In the sequence: ... SCLK3 is an SR latch, preset high at system reset, which goes low when /IOREQ, PHI2 and A0 are low and A7 is high, and goes high when /MREQ, /REFRESH and /SCLK3 are all low, and PHI2 is high. This means it goes low in the middle of the 2nd t-cycle in the I/O read, (clock 10 of the 11 clock instruction), and goes high at the start of the 4th t-cycle of the following instruction. So that is idle high, low for 5.5 t-cycles and then high for at least 5.5 t-cycles (6.5 if OUT (C),r or IN r,(C) is used).

The optimized, fully unrolled serial clock cycle is a symmetric cycle over 11 system clock cycles, so the effective speed rating required for SPI ICs/Devices is 1/11th of the system clock. With a 20MHz Z180 the fastest feasible part for this design, that means any 2MHz or faster rated SPI IC/Device can be placed on this bus without worrying about the speed of the serial clock.

This also means that the SPI transceive subroutine can fit within 32 bytes, so it can be located at 0020h, which makes for a larger number of "NOP" instructions padding out both the main routine and SPI transceiver subroutine code in the bootloader. On a side note, I also realized I was using the wrong OUT/IN codes -- OUT (C),r and IN r,(C) are for registers other than A or when device support code allows changing the I/O address ... with a known address and data sent & returned in A, OUT (n),A and IN A,(n) are both 1 cycle faster: With the SPI subroutines as: Note that the final 11 bytes of each part are NOP's, so that addresses %x01101..%x01111 and %x11000...%x11111 all map to $00, which will, hopefully, make it easier for the fitter to fit the bootloader code.
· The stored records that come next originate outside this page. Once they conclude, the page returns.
PR #3, opened 2025-06-06
Move toward autogeneration of types and methods

raphlinus:
This moves forward with the plan for SIMD, autogenerating the bulk of the types and the implementation.

There are some limitations:

* No documentation
* Neon only
* No fp16 yet (there are choices how best to do this)
* Missing mul_add
* Many other missing SIMD methods


fearless_simd_gen/src/main.rs
```diff
@@ -0,0 +1,98 @@
...
+            Module::SimdTrait => mk_simd_trait::mk_simd_trait(),
+            Module::Ops => mk_ops::mk_ops(),
+            Module::Neon => mk_neon::mk_neon_impl(mk_neon::Level::Neon),
+        }
+    }
+
+    fn generate_string(self) -> String {
+        let code = self.generate_code();
+        let parsed = syn::parse_file(&code.to_string()).expect("error parsing {name}");
+        let code_str = prettyplease::unparse(&parsed);
```
Ralith, line 45: Would it be simpler/more robust to delegate to the real `rustfmt`? That approach has worked well for us [in ash](https://github.com/ash-rs/ash/blob/55dc692946f52f0dff326bd13b1722d98f52fd2b/generator/src/lib.rs#L3516-L3526), and will likely produce more idiomatic results. That should also enable dropping `syn` entirely for faster iteration.

raphlinus: I'm completely open to this, and it sounds like ash is well worth studying as an example.

PR #6, opened 2025-06-16
More improvements for `fearless_simd`

LaurenzV:
This PR combines three changes (each separated by a single commit):
- Adds the `min`, `max` (as well as precise methods for those), `madd` and `floor` methods. This is enough to create a SIMD version of strip rendering.
- Adds support for a `Fallback` backend, using scalar operations.
- Reformats `fearless_simd_gen` (we probably should add this to CI sooner than later).


fearless_simd/src/core_arch/fallback.rs
```diff
@@ -0,0 +1,13 @@
+/// A token for fallback SIMD.
```
ajakubowicz-canva, line 4:
```suggestion
// Copyright 2024 the Fearless_SIMD Authors
// SPDX-License-Identifier: Apache-2.0 OR MIT

/// A token for fallback SIMD.
```

fearless_simd_gen/src/arch/fallback.rs
```diff
@@ -0,0 +1,64 @@
+use crate::arch::Arch;
```
ajakubowicz-canva, line 4:
```suggestion
// Copyright 2024 the Fearless_SIMD Authors
// SPDX-License-Identifier: Apache-2.0 OR MIT

use crate::arch::Arch;
```

fearless_simd_gen/src/arch/neon.rs
```diff
@@ -1,23 +1,15 @@
-// Copyright 2025 the Fearless_SIMD Authors
-// SPDX-License-Identifier: Apache-2.0 OR MIT
-
-use proc_macro2::{Span, TokenStream};
-use quote::quote;
-use syn::Ident;
-
+use crate::arch::Arch;
```
ajakubowicz-canva, line 4:
```suggestion
// Copyright 2024 the Fearless_SIMD Authors
// SPDX-License-Identifier: Apache-2.0 OR MIT

use crate::arch::Arch;
```

fearless_simd_gen/src/mk_fallback.rs
```diff
@@ -0,0 +1,305 @@
+use crate::arch::fallback::Fallback;
```
ajakubowicz-canva, line 4:
```suggestion
// Copyright 2024 the Fearless_SIMD Authors
// SPDX-License-Identifier: Apache-2.0 OR MIT

use crate::arch::fallback::Fallback;
```

fearless_simd_gen/src/mk_simd_types.rs
```diff
@@ -38,6 +38,8 @@ pub fn mk_simd_types() -> TokenStream {
             quote! {}
         };
         let impl_block = simd_impl(ty);
+        let simd_from_items =make_list( (0..ty.len).map(|idx| quote! { val[#idx] })
```
ajakubowicz-canva, line 41: nit: run a `fmt`.

fearless_simd_gen/src/arch/mod.rs
```diff
@@ -0,0 +1,14 @@
...
+// SPDX-License-Identifier: Apache-2.0 OR MIT
+
+pub(crate) mod fallback;
+pub(crate) mod neon;
+
+use proc_macro2::TokenStream;
+
+use crate::types::VecType;
+
+pub trait Arch {
```
ajakubowicz-canva: Is this trait intended to be public?

Nit: `pub(crate)`

fearless_simd_gen/src/mk_fallback.rs
```diff
@@ -0,0 +1,305 @@
...
+
+                    if method == "madd" {
+                        // TODO: This is has slightly different semantics than a fused multiply-add,
+                        // since we are not actually fusing it, should this be documented?
+                        quote! {
+                            #[inline(always)]
+                            fn #method_ident(self, a: #ty<Self>, b: #ty<Self>, c: #ty<Self>) -> #ret_ty {
+                               a.add(b.mul(c))
+                            }
+                        }
```
ajakubowicz-canva, line 137: There's probably a nicer pattern for these methods that need special handling rather than inline `if` statements. But happy to leave as-is since we're very early days.

fearless_simd_gen/src/mk_fallback.rs
```diff
@@ -0,0 +1,305 @@
...
+                            #items.simd_into(self)
+                        }
+                    }
+                }
+                OpSig::Ternary => {
+                    let args = [
+                        quote! { a.into() },
+                        quote! { b.into() },
+                        quote! { c.into() },
+                    ];
```
ajakubowicz-canva: Nit: args could be moved into the `else` block to be closer to usage.

fearless_simd/src/generated/fallback.rs
```diff
@@ -0,0 +1,3484 @@
...
+                b[0usize * 2 + 1],
+                a[1usize * 2 + 1],
+                b[1usize * 2 + 1],
+                a[2usize * 2 + 1],
+                b[2usize * 2 + 1],
+                a[3usize * 2 + 1],
+                b[3usize * 2 + 1],
+            ]
+                .simd_into(self),
+        )
```
ajakubowicz-canva: It'll be excellent when we have tests, since this PR is a little too big for me to review thoroughly.

I think this implementation is wrong and other `unzip` implementations may suffer a similar issue.

Using `neon` as a source of truth (copied into this comment for ease):

```rs
   #[inline(always)]
    fn unzip_i16x8(self, a: i16x8<Self>, b: i16x8<Self>) -> (i16x8<Self>, i16x8<Self>) {
        let x = a.into();
        let y = b.into();
        unsafe { (vuzp1q_s16(x, y).simd_into(self), vuzp2q_s16(x, y).simd_into(self)) }
    }
```

If we just look at the lower half command `vuzp1q_s16` ([docs](https://developer.arm.com/architectures/instruction-sets/intrinsics/vuzp1q_s16)), this command:

> This instruction reads corresponding even-numbered vector elements from the two source SIMD&FP registers, starting at zero, places the result from the first source register into consecutive elements in the lower half of a vector, and the result from the second source register into consecutive elements in the upper half of a vector

So I believe the lower half should be `[a0, a2, a4, a6, b0, b2, b4, b6]` instead of `a` and `b` being interleaved.

ajakubowicz-canva (commented):
This is looking quite good! I still have a bit to review but posting initial comments.

fearless_simd_gen/src/mk_simd_types.rs
LaurenzV: I didn’t do this yet because the previous version wasn’t formatted either (so there would be more changes), and the generated version also has different formatting than rustfmt. So maybe better to leave this for a separate PR that also adds formatting to CI?

fearless_simd_gen/src/mk_fallback.rs
LaurenzV: Indeed, and I just copied this from the current neon implementation.

fearless_simd/src/generated/fallback.rs
LaurenzV: Thanks, will take a look. And yes, I agree that tests should be a priority soon.

fearless_simd_gen/src/arch/mod.rs
LaurenzV: I think not? It was public before as well that's why I didn't touch it, but you are probably right that it shouldn't be public. Will change it for this instance, but there are probably many other instances which I think we should leave for later, since the focus for now is on functionality.

fearless_simd/src/generated/fallback.rs
LaurenzV: I manually tested it now and it seems to yield the same results as the neon implementation, so hopefully it should be good now.

fearless_simd_gen/src/mk_simd_types.rs
ajakubowicz-canva: Ah yeah great point!

fearless_simd_gen/src/mk_fallback.rs
ajakubowicz-canva: omg. I used 2024 instead of 2025. hahaha! I'm still living in the past!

After going through the new SPI boot code the next day, I realize I could properly set and reset the SPI select without bumping the byte transceive past RST $20 {* And I do appreciate that the author of the Zeus Z80 assembly language environment is a believe in "$" notation} ... which means that the /SPI0 select can go onto the inverted latch along with the heartbeat LED and the "/EXT#" SPI selects. That saves a net 1 pin (the A7 address line is still needed for decoding SPI I/O to $80-$FF, but CPLD0 no longer needs an SPI0 output pin).

That means that down the track, it might be possible to set up a selection between SRAM /CS on one pin or on two, so that the Z80 version can have either a single 64KB SRAM or double 32KB SRAM system.

The idea is that since the internal MODE0_RESET status is not needed during the bootloader, then raising the MODE0_RESET when /PROM is still low could be latched on a different internal macrocell as selecting the two-SRAM setup. The "default" /SRAM_CS would be the $8000-$FFFF select in two SRAM mode, and the "alternate" /SRAM_CS2 would be the $0000-$7FFF select, so that the BIOS bootload would be to the correct physical SRAM location.

There's absolutely no squeeze in having a bootloader track for a two 32KB SRAM system set up that hidden mode bit before calling BIOS cold boot, since there is close to 2KB (or possibly more) before the BIOS in the bootloader track.